Community · Accepted Answer · 2022-04-15 05:07:03Z

$R^2$ compares the fit of the chosen model with that of a horizontal straight line (the null hypothesis). If the chosen model fits worse than a horizontal line, then $R^2$ is negative. Note that $R^2$ is not always the square of anything, so it can have a negative value without violating any rules of math. $R^2$ is negative only when the chosen model does not follow the trend of the data, so fits worse than a horizontal line.

Example: fit data to a linear regression model constrained so that the $Y$ intercept must equal $1500$.

enter image description here

The model makes no sense at all given these data. It is clearly the wrong model, perhaps chosen by accident.

The fit of the model (a straight line constrained to go through the point (0,1500)) is worse than the fit of a horizontal line. Thus the sum-of-squares from the model $(SS_\text{res})$ is larger than the sum-of-squares from the horizontal line $(SS_\text{tot})$.

If $R^2$ is computed as $1 - \frac{SS_\text{res}}{SS_\text{tot}}$. (here, $SS_{res}$ = residual error.)
When $SS_\text{res}$ is greater than $SS_\text{tot}$, that equation could compute a negative value for $R^2$, if the value of the coeficient is greater than 1.

With linear regression with no constraints, $R^2$ must be positive (or zero) and equals the square of the correlation coefficient, $r$. A negative $R^2$ is only possible with linear regression when either the intercept or the slope are constrained so that the "best-fit" line (given the constraint) fits worse than a horizontal line. With nonlinear regression, the $R^2$ can be negative whenever the best-fit model (given the chosen equation, and its constraints, if any) fits the data worse than a horizontal line.

Bottom line: a negative $R^2$ is not a mathematical impossibility or the sign of a computer bug. It simply means that the chosen model (with its constraints) fits the data really poorly.
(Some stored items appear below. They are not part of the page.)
PR #332, opened 2023-06-13
[F] hourly precipitation widget

alexgoff:
Hourly precipitation widget, extracted a lot of the code from the windspeed one and formed it into an "hourly data" primitive with precipitation and windspeed as two patterns. Also moved a bunch of formatters out into a reusable helper module


blnkt (approved):
I like the "patterns" approach to this.  I think this is the kind of change I should next bring to the very similar datalists variants.  I also particularly appreciate refactoring the formatters into helper methods.

PR #333, opened 2023-06-14
[F] SummitData provider and basic flux query

alexgoff:


components/dynamic/SummitData/Weather/index.js
```diff
@@ -0,0 +1,54 @@
...
+
+const Weather = () => {
+  const { tempUnit, windspeedUnit } = useWeatherUnit();
+  const { data, loading } = useSummitData();
+
+  if (loading || !data) return null;
+
+  const { temperature0: temperature, relativeHumidity, windSpeed } = data;
+
+  const temperatureData = {
```
alexgoff, line 16: data that will need to be converted is grouped together

lib/api/efd.js
```diff
@@ -0,0 +1,37 @@
...
+
+  const influxDB = new InfluxDB({ url, token });
+  const queryApi = influxDB.getQueryApi("");
+
+  return new Promise((resolve, reject) => {
+    let data = {};
+    queryApi.queryRows(
+      flux`from(bucket: "${bucket}")
+      |> range(start: -60s)
+      |> filter(fn: (r) => r["_measurement"] == "lsst.sal.ESS.temperature" or r["_measurement"] == "lsst.sal.ESS.relativeHumidity" or r["_measurement"] == "lsst.sal.ESS.airFlow")
```
alexgoff, line 16: trimmed down to just the current data that we need: temperature, humidity, wind, and need to get precipitation

contexts/SummitData.js
```diff
@@ -0,0 +1,92 @@
...
+        })
+        .catch((e) => {
+          reject(e);
+        });
+    });
+
+  useEffect(() => {
+    setLoading(true);
+
+    Promise.allSettled([
```
alexgoff, line 58: use Promise.allSettled so that one single failure won't disrupt the entire parallel fetch and we can keep it in `loading` status while they all catch up

components/dynamic/SummitData/Weather/index.js
```diff
@@ -0,0 +1,51 @@
...
+import TemperatureCurrent from "@/components/widgets/TemperatureCurrent";
+import { useSummitData } from "@/contexts/SummitData";
+import { defaultUnits, useWeatherUnit } from "@/contexts/WeatherUnit";
+import convert from "convert";
+
+const Weather = () => {
+  const { tempUnit, windspeedUnit } = useWeatherUnit();
+  const { currentData: data, loading = true } = useSummitData();
+
+  if (loading && !data) return <Loader isVisible={true} />;
```
alexgoff, line 12: since `loading` won't go to `false` until all complete, we'll need to check in each container if the provider is loading and the data hasn't been set yet. Or we could go to individualized loading statuses but I think this is ok as-is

@JMS That's the opposite of what my Googling indicates: "/ORIGIN" fixes the intercept at 0; "/NOORIGIN" "tells SPSS not to suppress the constant" (An Introductory Guide to SPSS for Windows) — whuber
– whuber ♦, Commented Jul 13, 2011 at 18:13
@whuber Correct. @harvey-motulsky A negative R^2 value is a mathematical impossibility (and suggests a computer bug) for regular OLS regression (with an intercept). This is what the 'REGRESSION' command does and what the original poster is asking about. Also, for OLS regression, R^2 is the squared correlation between the predicted and the observed values. Hence, it must be non-negative. For simple OLS regression with one predictor, this is equivalent to the squared correlation between the predictor and the dependent variable -- again, this must be non-negative. — Wolfgang
– Wolfgang, Commented Jul 14, 2011 at 7:17
@whuber Indeed. My bad; obviously I don't use SPSS - or read, apparently :) — JMS
– JMS, Commented Jul 14, 2011 at 16:56
@whuber. I added a paragraph pointing out that with linear regression, R2 can be negative only when the intercept (or perhaps the slope) is constrained. With no constraints, the R2 must be positive and equals the square of r, the correlation coefficient. — Harvey Motulsky
– Harvey Motulsky, Commented Jul 16, 2011 at 15:55
@Nate. Yes, the null hypothesis of linear regression (with no constraints, and equal weighting of all points) is a straight line at Y = Mean — Harvey Motulsky
– Harvey Motulsky, Commented Dec 16, 2021 at 17:19

jefflovejapan · Accepted Answer · 2011-07-12 07:04:06Z

Have you forgotten to include an intercept in your regression? I'm not familiar with SPSS code, but on page 21 of Hayashi's Econometrics:

If the regressors do not include a constant but (as some regression software packages do) you nevertheless calculate $R^2$ by the formula

$R^2=1-\frac{\sum_{i=1}^{n}e_i^2}{\sum_{i=1}^{n}(y_i-\bar{y})^2}$

then the $R^2$ can be negative. This is because, without the benefit of an intercept, the regression could do worse than the sample mean in terms of tracking the dependent variable (i.e., the numerator could be greater than the denominator).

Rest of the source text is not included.